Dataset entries
........
PR #7443, opened 2023-05-15
Polyhedron demo - fix dihedral angles histogram

janetournois:
## Summary of Changes

Before this PR, the histogram of dihedral angles displayed in the demo was the histogram of all angles of all tetrahedra.
With this PR, only the angles of tetrahedra with a non-zero Subdomain_index will be computed and used to build the histogram.
Note that the tetrahedra with Subdomain_index zero
* are not displayed at all, so it is made consistent
* are not treated (on purpose) by Delaunay refinement, so they usually are of bad quality

## Release Management


sloriot:
Successfully tested in CGAL-5.6-Ic-254

PR #7449, opened 2023-05-17
Update settings in respect to `TIMESTAMP`

albert-github:
Due to the PR https://github.com/doxygen/doxygen/pull/10045 the `HTML_TIMESTAMP` and `LATEX_TIMESTAMP` settings have been replaced by the setting `TIMESTAMP`. Adjusting the file used to test CGAL against the master version of doxygen.

### DIFF
--- a/Documentation/doc/resources/1.9.3/BaseDoxyfile.in
+++ b/Documentation/doc/resources/1.9.3/BaseDoxyfile.in
@@ -583,6 +583,14 @@ LOOKUP_CACHE_SIZE      = 0
 
 NUM_PROC_THREADS       = 1
 
+# If the TIMESTAMP tag is set different from NO then each generated page will
+# contain the date or date and time when the page was generated. Setting this to
+# NO can help when comparing the output of multiple runs.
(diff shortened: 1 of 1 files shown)


sloriot:
I don't think this PR matters anymore since timestep is kept as default an is no longer in the CGAL config files.

albert-github:
Indeed this does not really matter anymore as in the 1.9.6 BaseDoxyfile.in the `*_TIMESTAMP` is removed.
(In the past the idea I got from some discussions was the idea to keep the Doxyfile as close as possible, regarding the fields to the standard Doxyfile. Theer are a lot of other fields as well that could be removed as they just contain default values or are not used at all).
........
The lines from the one holding "## Release Management" to the last line of the entries, both included: retype them exactly and give nothing else.

== REPLY TO THE TASK ==
## Release Management


sloriot:
Successfully tested in CGAL-5.6-Ic-254

PR #7449, opened 2023-05-17
Update settings in respect to `TIMESTAMP`

albert-github:
Due to the PR https://github.com/doxygen/doxygen/pull/10045 the `HTML_TIMESTAMP` and `LATEX_TIMESTAMP` settings have been replaced by the setting `TIMESTAMP`. Adjusting the file used to test CGAL against the master version of doxygen.

### DIFF
--- a/Documentation/doc/resources/1.9.3/BaseDoxyfile.in
+++ b/Documentation/doc/resources/1.9.3/BaseDoxyfile.in
@@ -583,6 +583,14 @@ LOOKUP_CACHE_SIZE      = 0
 
 NUM_PROC_THREADS       = 1
 
+# If the TIMESTAMP tag is set different from NO then each generated page will
+# contain the date or date and time when the page was generated. Setting this to
+# NO can help when comparing the output of multiple runs.
(diff shortened: 1 of 1 files shown)


sloriot:
I don't think this PR matters anymore since timestep is kept as default an is no longer in the CGAL config files.

albert-github:
Indeed this does not really matter anymore as in the 1.9.6 BaseDoxyfile.in the `*_TIMESTAMP` is removed.
(In the past the idea I got from some discussions was the idea to keep the Doxyfile as close as possible, regarding the fields to the standard Doxyfile. Theer are a lot of other fields as well that could be removed as they just contain default values or are not used at all).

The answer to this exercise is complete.